» EXERCISE REQUIREMENTS
Only the lines that hold "like" should be in the answer, each copied from the data below.

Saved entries
◇ ◇ ◇ ◇

PR #836, opened 2024-01-11
Remove cache on metadata when debug is enabled

loic425:
| Q               | A
| --------------- | -----
| Bug fix?        | yes
| New feature?    | no
| BC breaks?      | no
| Deprecations?   | no
| Related tickets | 
| License         | MIT

On dev, when updating metadata, the metadata (and so the routing) was in cache due to this service. But on dev/test environment, we don't need that cache, we need to update the routing while configuring the attributes on our Sylius resources.


diimpp (approved):

oallain (approved):

GSadee (approved):

GSadee:

PR #841, opened 2024-01-19
Add support for PHP 8.3 (CI)

loic425:
| Q               | A
| --------------- | -----
| Bug fix?        | no
| New feature?    | no
| BC breaks?      | no
| Deprecations?   | no
| Related tickets | 
| License         | MIT

There is still one test to include php8.0.

### DIFF
--- a/.github/workflows/build.yml
+++ b/.github/workflows/build.yml
@@ -27,8 +27,6 @@ jobs:
                       pagerfanta: "^3.7"
                       symfony: "^5.4"
                 exclude:
-                    - php: "8.0"
-                      collections: "^2.0"
                     - php: "8.1"
                       collections: "^2.0"
                       persistence: "^2.0"
--- a/.github/workflows/build.yml
+++ b/.github/workflows/build.yml
@@ -17,7 +17,7 @@ jobs:
         strategy:
             fail-fast: false
             matrix:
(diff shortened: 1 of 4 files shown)


diimpp (approved):

oallain (approved):

.github/workflows/build.yml
```diff
@@ -17,7 +17,7 @@ jobs:
         strategy:
             fail-fast: false
             matrix:
-                php: ["8.0", "8.1", "8.2"]
+                php: ["8.1", "8.2", "8.3"]
```
GSadee, line 20: As we do not bump up the PHP version in composer, I would be in favour of still testing 8.0. Preferably the lowest (8.0) and highest (8.3) versions if we want to reduce the number of builds in matrix and add single builds for 8.1 and 8.2 in `include`.

loic425: that proposal uses the opposite, we still have a single build with php 8.0
https://github.com/Sylius/SyliusResourceBundle/blob/0f937de583b1d304dfb19d200da1f34bcaf45e9a/.github/workflows/build.yml#L25

GSadee (approved):

GSadee:
Thanks, Loïc! :tada:

PR #852, opened 2024-02-16
Refactor component directories

loic425:
| Q               | A
| --------------- | -----
| Bug fix?        | no
| New feature?    | no
| BC breaks?      | no
| Deprecations?   | no
| Related tickets |
| License         | MIT


src/Component/spec/Model/AbstractTranslationSpec.php
```diff
@@ -11,28 +11,48 @@
 
 declare(strict_types=1);
 
-namespace spec\Sylius\Component\Resource\Model;
+namespace spec\Sylius\Resource\Model;
```
loic425, line 14: no change here, the legacy file has been moved and the new one has been placed here.

src/Component/spec/Metadata/RegistrySpec.php
```diff
@@ -11,11 +11,10 @@
 
 declare(strict_types=1);
 
-namespace spec\Sylius\Component\Resource\Metadata;
+namespace spec\Sylius\Resource\Metadata;
```
loic425, line 14: Same here.

phpspec.yml.dist
```diff
@@ -7,13 +7,13 @@ suites:
...
-        src_path: src/Component
-        spec_path: src/Component
+        src_path: src/Component/legacy
+        spec_path: src/Component/legacy
     Package:
         namespace: Sylius\Resource
         psr4_prefix: Sylius\Resource
         src_path: src/Component/src
-        spec_path: src/Component/tests
+        spec_path: src/Component
```
diimpp, line 16: Just in case, `Package` suite has `src` in path and `Component` doesn't.

```yml
        src_path: src/Component/legacy
        spec_path: src/Component/legacy

        src_path: src/Component/src
        spec_path: src/Component
```

src/Component/phpunit.xml.dist
```diff
@@ -6,7 +6,7 @@
 >
     <testsuites>
         <testsuite name="SyliusResource Test Suite">
-            <directory>./Tests/</directory>
+            <directory>./legacy/tests/</directory>
```
diimpp, line 9: Just in case, non-legacy tests are loaded as well?

image

src/Component/spec/Generator/RandomnessGeneratorSpec.php
```diff
@@ -25,13 +23,41 @@ function it_implements_randomness_generator_interface(): void
...
+        $this->generateInt($min, $max)->shouldBeInt();
+        $this->generateInt($min, $max)->shouldBeInRange($min, $max);
     }
 
-    function it_should_be_an_alias_of_randomness_generator(): void
+    public function getMatchers(): array
     {
-        $this->shouldBeAnInstanceOf(NewRandomnessGenerator::class);
+        return [
+            'haveLength' => function ($subject, $length) {
```
diimpp: Is it applicable over here?
```suggestion
            'haveLength' => function (string $subject, int $length): bool {
```

src/Component/spec/Generator/RandomnessGeneratorSpec.php
```diff
@@ -25,13 +23,41 @@ function it_implements_randomness_generator_interface(): void
...
+                return $length === strlen($subject);
+            },
+            'beInRange' => function ($subject, $min, $max) {
```
diimpp:
```suggestion
            'beInRange' => function (int $subject, int $min, int $max): bool {
```

diimpp (approved):
At this point, why not move `Sylius\Resource` to `src/Resource` instead of keeping it at `src/Component`?

src/Component/spec/Metadata/MetadataSpec.php
```diff
@@ -11,27 +11,157 @@
...
+        $this->getServiceId('factory')->shouldReturn('app.factory.product');
+        $this->getServiceId('repository')->shouldReturn('app.repository.product');
+        $this->getServiceId('form.type')->shouldReturn('app.form.type.product');
     }
 
-    function it_should_be_an_alias_of_metadata(): void
+    function it_generates_permission_code(): void
     {
-        $this->shouldBeAnInstanceOf(NewMetadata::class);
+        $this->getPermissionCode('show')->shouldReturn('app.product.show');
```
diimpp, line 163: Shouldn't it be based on resource name?
```suggestion
        $this->getPermissionCode('show')->shouldReturn('app.product.with.dots.show');
```

src/Component/phpunit.xml.dist
loic425: yes, they are. To be honest, this phpunit file is not used (don't know since when). But I think I will use it when we'll get rid of the bundle.

phpspec.yml.dist
loic425: hum... strange, I need to check

loic425: LOL, that works in both cases, but I've changed that.

src/Component/spec/Metadata/MetadataSpec.php
loic425: in the let method, the product has "'app.product'" alias.

lchrusciel (approved):
But I also like Dmitri idea 👍

lchrusciel:
Thanks @loic425 🏅

PR #871, opened 2024-05-14
Fix state machine tag

Zales0123:
| Q               | A
| --------------- | -----
| Bug fix?        | yes
| New feature?    | no
| BC breaks?      | no
| Deprecations?   | no
| Related tickets | 
| License         | MIT

👋 As Sylius introduced the state machine layer abstraction with its own `sylius.state_machine` service tag, we have a little conflict of configuration, which prevents using SyliusResourceBundle with Sylius 1.13 for now :dancer: (see [this issue](https://github.com/Sylius/Sylius/issues/16231))

For now, I propose we change the tag in this repository to `sylius_resource.state_machine` (which is also semantically more correct), but we should probably think if there is any thing we need to do on this repo according to this state machine abstraction 🖖

### DIFF
--- a/psalm.xml
+++ b/psalm.xml
@@ -120,6 +120,13 @@
             </errorLevel>
         </MethodSignatureMismatch>
 
+        <MissingClassConstType>
+            <errorLevel type="suppress">
+                <directory name="src/Bundle" />
+                <directory name="src/Component" />
+            </errorLevel>
+        </MissingClassConstType>
+
         <MissingParamType>
             <errorLevel type="suppress">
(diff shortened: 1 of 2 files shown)


lchrusciel (approved):

lchrusciel:
Thank you, @Zales0123!

GSadee:
Adding to the context, in Sylius/Sylius, the state machine from Resource is overridden to use abstraction (https://github.com/Sylius/Sylius/pull/16051), so there is probably no need for any other changes here. Unless we would like to use the StateMachineAbstraction package here 🤔

PR #872, opened 2024-05-15
Move fos rest, jms serializer and hateoas on optional requirements

loic425:
| Q               | A
| --------------- | -----
| Bug fix?        | no
| New feature?    | no
| BC breaks?      | mentioned in upgrade
| Deprecations?   | no
| Related tickets | 
| License         | MIT

It's time to get rid of these packages. Let's start by moving them on optional requirements.

- [x] move on dev dependencies
- [x] fix DI
- [x] FosRestPassTest
- [x] HateoasPassTest

PR #873, opened 2024-05-15
Move winzou state machine on optional requirements

loic425:
| Q               | A
| --------------- | -----
| Bug fix?        | no
| New feature?    | no
| BC breaks?      | mentioned on UPGRADE.md
| Deprecations?   | no
| Related tickets | 
| License         | MIT

Based on #872


Wojdylak (approved):

composer.json
```diff
@@ -86,14 +85,16 @@
...
+        "willdurand/hateoas-bundle": "^2.0",
+        "winzou/state-machine-bundle": "^0.6.2"
     },
     "conflict": {
         "doctrine/orm": "<2.18 || ^3.0",
         "doctrine/doctrine-bundle": "<2.0 || ^3.0",
         "friendsofsymfony/rest-bundle": "<3.0",
         "jms/serializer-bundle": "<3.5",
         "willdurand/hateoas-bundle": "<2.0 || ^2.6",
+        "winzou/state-machine-bundle": "<0.6.2",
```
Rafikooo, line 97: Is this necessary if we have specified the minimum version as `"winzou/state-machine-bundle": "^0.6.2"`?

Rafikooo (approved):

composer.json
GSadee: We have, but only in dev-requirement, so to be sure in the end application that the proper and supported version will be installed, this conflict is needed

GSadee (approved):

PR #881, opened 2024-05-23
[SF7] Remove enable authenticator manager option on test application

loic425:
| Q               | A
| --------------- | -----
| Bug fix?        | yes (for sf7 test application)
| New feature?    | no
| BC breaks?      | no
| Deprecations?   | no
| Related tickets | 
| License         | MIT

Based on #885

Before
image


composer.json
```diff
@@ -70,20 +70,21 @@
         "phpstan/phpstan-phpunit": "^1.1",
         "phpstan/phpstan-webmozart-assert": "^1.2",
         "phpunit/phpunit": "^9.5",
+        "rector/rector": "^0.18.2",
         "sylius-labs/coding-standard": "^4.0",
         "sylius/grid-bundle": "^1.7 || dev-symfony-7",
         "symfony/console": "^5.4 || ^6.4 || ^7.0",
         "symfony/dependency-injection": "^5.4 || ^6.4 || ^7.0",
         "symfony/dotenv": "^5.4 || ^6.4 || ^7.0",
+        "symfony/http-kernel": "^5.4 || ^6.4 || ^7.0",
```
loic425, line 79: this is the only one dependency I've added on dev requirements, the others are just moved up or down.

composer.json
```diff
@@ -70,20 +70,21 @@
         "phpstan/phpstan-phpunit": "^1.1",
         "phpstan/phpstan-webmozart-assert": "^1.2",
         "phpunit/phpunit": "^9.5",
+        "rector/rector": "^0.18.2",
```
diimpp, line 73: Should it depend on https://github.com/Sylius/SyliusRector instead? Then explicit `rector/rector` requirement is not needed anymore.

I'm not fully sure why syliusrector exists though.

diimpp (approved):

composer.json
loic425: normally this kind of things is already ok if we use Docker or CI to set up the dev requirements.
If you don't use docker it will not use the "symfony requirement from Flex" filter if we don't have flex on composer globals.

loic425: but I think it's better to explicit all our dev dependencies.

composer.json
loic425: hum sylius rector was exists to add some custom rules to bump Sylius e-commerce versions. But I think it's not used anymore.

PR #888, opened 2024-05-23
[SF7] Fix the branch build

loic425:
| Q               | A
| --------------- | -----
| Bug fix?        | yes, on that branch
| New feature?    | no
| BC breaks?      | no
| Deprecations?   | no
| Related tickets | 
| License         | MIT

### DIFF
--- a/Dockerfile
+++ b/Dockerfile
@@ -15,6 +15,8 @@ COPY . /app
 
 WORKDIR /app
 
+RUN composer global config --no-plugins allow-plugins.symfony/flex true
+RUN composer global require --no-progress --no-scripts --no-plugins "symfony/flex:^1.10"
 RUN composer update --with-all-dependencies --no-interaction --no-progress
 
 WORKDIR /app/tests/Application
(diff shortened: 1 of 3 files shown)


composer.json
```diff
@@ -104,6 +104,9 @@
     "extra": {
         "branch-alias": {
             "dev-master": "1.10-dev"
+        },
+        "symfony": {
+            "require": "^6.4"
```
loic425, line 109: it allow to fix the docker dev build

Dockerfile
```diff
@@ -15,6 +15,8 @@ COPY . /app
 
 WORKDIR /app
 
+RUN composer global config --no-plugins allow-plugins.symfony/flex true
```
loic425, line 18: it allow to fix the docker dev build

composer.json
loic425: With that configuration, it will set up dependencies with Symfony 6.4.

Dockerfile
loic425: we do not require flex in dev requirements, cause when a developer run "composer install" it will apply flex recipes.

diimpp (approved):

PR #890, opened 2024-05-23
[SF7] Fix resource loader

loic425:
| Q               | A
| --------------- | -----
| Bug fix?        | yes on sf7
| New feature?    | no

◇ ◇ ◇ ◇

» EXERCISE SOLUTION
But I also like Dmitri idea 👍
Adding to the context, in Sylius/Sylius, the state machine from Resource is overridden to use abstraction (https://github.com/Sylius/Sylius/pull/16051), so there is probably no need for any other changes here. Unless we would like to use the StateMachineAbstraction package here 🤔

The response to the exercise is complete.